Col piè percosse e spalancò le porte,
E dentro ritrovò Pier Latkovino.
“ È forza, o buon voler, che quì ti mena! ” —
“ Se forza fosse ”, Pietro gli dicea,
“ Nel monte ella saria, ma buon volere
È nella corte tua, che fui chiamato ”.
Fuor lo lascia Germano, e a lei rivolto
“ Ascolta, infida: o vuoi che l' ossa tue
Sien stritolate da' mulini, o vuoi
Morir da zampe cavalline pesta,
O di lume servir alla mia cena ”.
Tinta di morte gli dicea la donna:
“ I' non son grano, che il mulin mi macini,
Erba non sono che i corsier mi pestino.
Ma di lucerna vo' servirti a cena ”.
L' udia Germano, e le poneva indosso
Cerea camicia, e sotto accese il fuoco.
Quando giungea la fiamma alle ginocchia
A Germano Jelina supplicava:
“ Non avresti pietà di giovinezza,
Nè di questi miei piè bianchi e leggiadri
Che volavano intorno alle tue corti? ”
Ma le sue preci non muovean Germano,
Ch' anzi vie più nutria la fatal fiamma.
Quando la fiamma alle sue man giungea
A Germano Jelina supplicava:
“ Non avresti pietà di giovinezza,
Nè di queste mie man candide e belle,
Che ti portavan vezzeggiando il figlio! ”

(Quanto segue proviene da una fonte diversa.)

PR #11057, opened 2019-07-17
 chore(ios): prevent modal windows from being swiped down

vijaysingh-axway:
https://jira.appcelerator.org/browse/TIMOB-27169


janvennemann:
@vijaysingh-axway the commits don't appear to be related to the ticket 😄

iphone/TitaniumKit/TitaniumKit/Sources/API/TiWindowProxy.m
```diff
@@ -558,6 +558,13 @@ - (void)openOnUIThread:(NSArray *)args
           [theController setModalPresentationStyle:style];
         }
       }
+
+#if __IPHONE_OS_VERSION_MAX_ALLOWED >= 130000
+      if ([TiUtils isIOSVersionOrGreater:@"13.0"]) {
+        isForceModalDisable = ![TiUtils boolValue:@"forceModal" properties:dict def:NO];
```
hansemannn: So it's creation only?

vijaysingh-axway: This should be pass as parameter while opening window.

janvennemann: The double negation here and in the following line is confusing. Consider changing the variable name so you don't have to negate the result twice, for example:

```suggestion
        forceModalBehavior = [TiUtils boolValue:@"forceModal" properties:dict def:NO];
```

janvennemann (changes requested):

iphone/TitaniumKit/TitaniumKit/Sources/API/TiWindowProxy.m
```diff
@@ -558,6 +558,13 @@ - (void)openOnUIThread:(NSArray *)args
           [theController setModalPresentationStyle:style];
         }
       }
+
+#if __IPHONE_OS_VERSION_MAX_ALLOWED >= 130000
```
janvennemann: Use the new `IS_IOS_SDK_13` constant

vijaysingh-axway: This macro will not work inside framework.

janvennemann: Duh, of course.

iphone/TitaniumKit/TitaniumKit/Sources/API/TiWindowProxy.m
vijaysingh-axway: Updated.

hansemannn:
@vijaysingh-axway Can you squash the commits please? Otherwise it's hard to cherry pick

hansemannn:
We tested this in two places of our app and it does not work. Did you try this in an Alloy based app (inside the tss)?

iphone/TitaniumKit/TitaniumKit/Sources/API/TiWindowProxy.m
```diff
@@ -46,6 +46,7 @@ - (void)_destroy
 
 - (void)_configure
 {
+  forceModal = YES;
```
janvennemann: Why is this set to `YES` here when it's default value is defined as `NO`?

janvennemann: Ah, I was just wondering what's the reason behind that. Thanks for the explanation.

janvennemann (approved):

ssjsamir (approved):
**FR Passed** Modal windows no longer being swiped down. Tested with the two test case from https://jira.appcelerator.org/browse/TIMOB-27169

**Test Environment**
```
MacOS Mojave version 10.14.4
Xcode 11 beta 5
Node.js ^8.11.1
iPhone 8 sim (13.0)
```

PR #11082, opened 2019-07-26
feat(android): Add contentSize to scroll event

m1ga:
- Parity for `contentSize` inside the `scroll` event of a `ScrollView`

##### TEST CASE
```js
    backgroundColor: 'red',
    top: 0,
    width: 20,
    height: 1020
});
const scrollView = Ti.UI.createScrollView({
    height: Ti.UI.FILL,
    width: Ti.UI.FILL
});

scrollView.addEventListener('scroll', e => {
	console.log('contentSize:', e.contentSize);
});

win.add(scrollView);
scrollView.add(view);
win.open();
```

Ma le sue preci non muovean Germano,
Oh' anzi vie più nutria la fatal fiamma.
Quando giungea la fiamma alle mammelle,
A Germano Jelina supplicava:
“ Non avresti pietà di giovinezza,
Nè di queste mie candide mammelle,
D'onde il pargolo tuo succhiò la vita ”.
Ma le sue preci non movean Germano,
Ch' anzi viepiù nutria la fatal fiamma.
Quando giungea la fiamma agli occhi neri,
A Germano Jelina supplicava:
“ Non avresti pietà di giovinezza.
Nè delle nere mie pupille, o crudo,
Che tanto si beavan nel tuo figlio? ”
Ma le sue preci non muovean Germano,
Ch' anzi vie più nutria la fatal fiamma
Finchè l'ebbe bruciata viva viva.

Canti del popolo Slavo tradotti in versi italiani con illustrazioni sulla letteratura e sui costumi slavi per Giacomo Chiudina , Volume Primo, Firenze, Coi Tipi di M. Cellini e C. alla Galileiana , 1878, pp. 155-159.